# Exercise description:
Check every line of the data and copy the ones where "comments" appears.

# Collected data:

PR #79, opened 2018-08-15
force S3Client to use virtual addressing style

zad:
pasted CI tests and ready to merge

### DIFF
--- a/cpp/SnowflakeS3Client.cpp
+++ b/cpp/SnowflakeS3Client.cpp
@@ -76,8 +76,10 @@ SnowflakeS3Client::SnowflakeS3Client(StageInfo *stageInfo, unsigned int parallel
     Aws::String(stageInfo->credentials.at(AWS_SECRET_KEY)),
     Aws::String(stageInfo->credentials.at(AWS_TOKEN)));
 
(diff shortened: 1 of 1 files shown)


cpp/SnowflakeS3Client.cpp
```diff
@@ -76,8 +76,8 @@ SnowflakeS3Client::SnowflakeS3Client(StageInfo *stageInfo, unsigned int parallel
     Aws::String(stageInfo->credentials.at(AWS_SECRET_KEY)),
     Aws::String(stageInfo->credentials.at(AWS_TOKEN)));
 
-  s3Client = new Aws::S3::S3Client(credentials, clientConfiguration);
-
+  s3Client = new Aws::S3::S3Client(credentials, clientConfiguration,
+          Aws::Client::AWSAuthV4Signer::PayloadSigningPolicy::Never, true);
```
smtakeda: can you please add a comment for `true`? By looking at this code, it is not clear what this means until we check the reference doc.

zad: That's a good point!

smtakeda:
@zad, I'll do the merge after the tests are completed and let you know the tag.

...

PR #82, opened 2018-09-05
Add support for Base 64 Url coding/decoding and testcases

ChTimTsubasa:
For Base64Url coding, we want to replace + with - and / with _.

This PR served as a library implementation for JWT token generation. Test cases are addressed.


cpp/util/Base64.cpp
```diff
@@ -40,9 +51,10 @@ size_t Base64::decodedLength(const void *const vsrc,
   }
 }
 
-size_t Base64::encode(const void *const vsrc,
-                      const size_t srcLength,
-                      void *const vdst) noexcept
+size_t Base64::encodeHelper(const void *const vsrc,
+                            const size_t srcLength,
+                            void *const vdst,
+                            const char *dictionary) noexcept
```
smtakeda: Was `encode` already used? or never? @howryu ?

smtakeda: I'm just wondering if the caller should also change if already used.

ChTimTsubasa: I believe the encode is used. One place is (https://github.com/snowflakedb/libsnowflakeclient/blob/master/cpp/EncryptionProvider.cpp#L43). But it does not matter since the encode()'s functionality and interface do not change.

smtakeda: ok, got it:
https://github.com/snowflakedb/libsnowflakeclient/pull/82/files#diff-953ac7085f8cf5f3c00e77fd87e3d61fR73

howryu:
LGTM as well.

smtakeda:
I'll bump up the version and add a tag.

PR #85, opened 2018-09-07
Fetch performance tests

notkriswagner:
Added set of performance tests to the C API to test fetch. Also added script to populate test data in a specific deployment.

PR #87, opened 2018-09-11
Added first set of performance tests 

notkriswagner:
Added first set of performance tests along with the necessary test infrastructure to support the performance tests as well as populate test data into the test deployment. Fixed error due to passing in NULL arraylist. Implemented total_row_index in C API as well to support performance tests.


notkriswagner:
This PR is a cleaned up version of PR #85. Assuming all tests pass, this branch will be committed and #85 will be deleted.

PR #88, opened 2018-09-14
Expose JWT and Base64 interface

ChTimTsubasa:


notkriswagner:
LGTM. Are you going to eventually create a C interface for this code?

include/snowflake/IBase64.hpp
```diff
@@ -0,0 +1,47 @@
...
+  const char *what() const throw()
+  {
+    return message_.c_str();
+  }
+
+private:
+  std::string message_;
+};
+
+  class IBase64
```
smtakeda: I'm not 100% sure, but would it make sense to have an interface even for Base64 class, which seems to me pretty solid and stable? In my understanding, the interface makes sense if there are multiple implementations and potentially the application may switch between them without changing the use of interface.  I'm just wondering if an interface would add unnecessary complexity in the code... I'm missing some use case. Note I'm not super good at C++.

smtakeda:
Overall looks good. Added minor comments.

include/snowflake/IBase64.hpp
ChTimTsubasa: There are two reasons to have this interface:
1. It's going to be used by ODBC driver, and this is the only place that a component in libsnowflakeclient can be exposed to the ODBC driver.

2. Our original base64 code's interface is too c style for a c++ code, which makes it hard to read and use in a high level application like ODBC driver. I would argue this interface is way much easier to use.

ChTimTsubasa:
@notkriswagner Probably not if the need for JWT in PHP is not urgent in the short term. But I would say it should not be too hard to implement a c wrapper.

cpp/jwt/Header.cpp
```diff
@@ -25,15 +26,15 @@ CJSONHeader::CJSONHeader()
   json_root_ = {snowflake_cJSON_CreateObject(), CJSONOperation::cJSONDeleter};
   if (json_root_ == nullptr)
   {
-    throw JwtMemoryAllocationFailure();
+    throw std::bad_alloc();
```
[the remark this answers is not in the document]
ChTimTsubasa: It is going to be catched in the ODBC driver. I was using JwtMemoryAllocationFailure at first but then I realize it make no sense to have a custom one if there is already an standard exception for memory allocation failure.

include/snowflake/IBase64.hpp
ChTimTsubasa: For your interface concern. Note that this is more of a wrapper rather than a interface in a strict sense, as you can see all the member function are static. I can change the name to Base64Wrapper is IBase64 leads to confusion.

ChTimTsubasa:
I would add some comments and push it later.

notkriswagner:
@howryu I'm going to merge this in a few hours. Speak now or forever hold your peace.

# Answer area:
Overall looks good. Added minor comments.
I would add some comments and push it later.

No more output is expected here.